La production de mutations est liée au caractère fondamentalement aléatoire des phénomènes physico-chimiques intervenant au niveau de l’atome ou de la molécule individuels. Les mutations se produisent spontanément en toute circonstance chez tous les organismes, mais leur fréquence reste faible. Dans l’espèce humaine, par exemple, un gène individuel ne dispose au plus que d’une chance sur 10 000 de muter dans l’intervalle qui sépare deux générations [cf. MUTATIONS].

Recombinaison

Les mutations restent, dans tous les cas, la source ultime de la variation génétique. Ce n’est cependant que dans le cas des micro-organismes unicellulaires et haploïdes, se reproduisant par simple division, que l’apparition d’une nouveauté génétique est la conséquence immédiate d’une mutation. Chez les organismes supérieurs, à reproduction sexuée biparentale, le phénomène de mutation joue un rôle plus discret et plus indirect dans l’apparition de la variation. Ce rôle consiste à entretenir, au niveau collectif de la population, une diversité génétique, qui, à chaque changement de génération, est redistribuée entre les différents individus.

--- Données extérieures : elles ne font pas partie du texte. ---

Issue #1227, opened 2020-09-21
Build a tool (or extend agora-cli) to simulate activity on an Agora network


AndrejMitrovic:
We want to start testing Agora in an environment which simulates a real-world network. You may think of this as TestNet, however this system of nodes does **not need** to be public - therefore it does not need to be TestNet. It could be any network with a custom-defined genesis block. For example, it could be a network of Agora nodes running only on the developer's computer for just a short period of time. Or it could run on a dedicated cloud service that only we have access to. 

Exactly where the network is running **is not important** for this issue.

Currently, we have support for:
- Starting a new Agora node (docker)
- Creating transactions and sending them to an Agora node (agora-cli #206)

In order to fully simulate a network we also need some additional features:

- An ability to continuously generate new valid transactions and send these to one (or more) Agora nodes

Dans de telles conditions, l’apparition de la variation est la conséquence immédiate du phénomène appelé recombinaison génétique. La nouveauté résulte, ici, non pas de la modification accidentelle d’un modèle, mais d’un échange de parties entre deux modèles distincts. Il s’agit en fait d’un phénomène plus facile à observer que ne le sont les mutations, dont la mise en évidence nécessite toujours des expériences relativement compliquées et d’une certaine ampleur. L’expérience courante montre que chaque enfant rassemble, souvent de manière très apparente, des traits empruntés à l’un et à l’autre de ses parents. Le nombre de traits variables ainsi redistribués est si grand dans l’espèce humaine que tout nouvel individu tend à présenter un caractère plus ou moins unique, et n’est véritablement identique à aucun autre.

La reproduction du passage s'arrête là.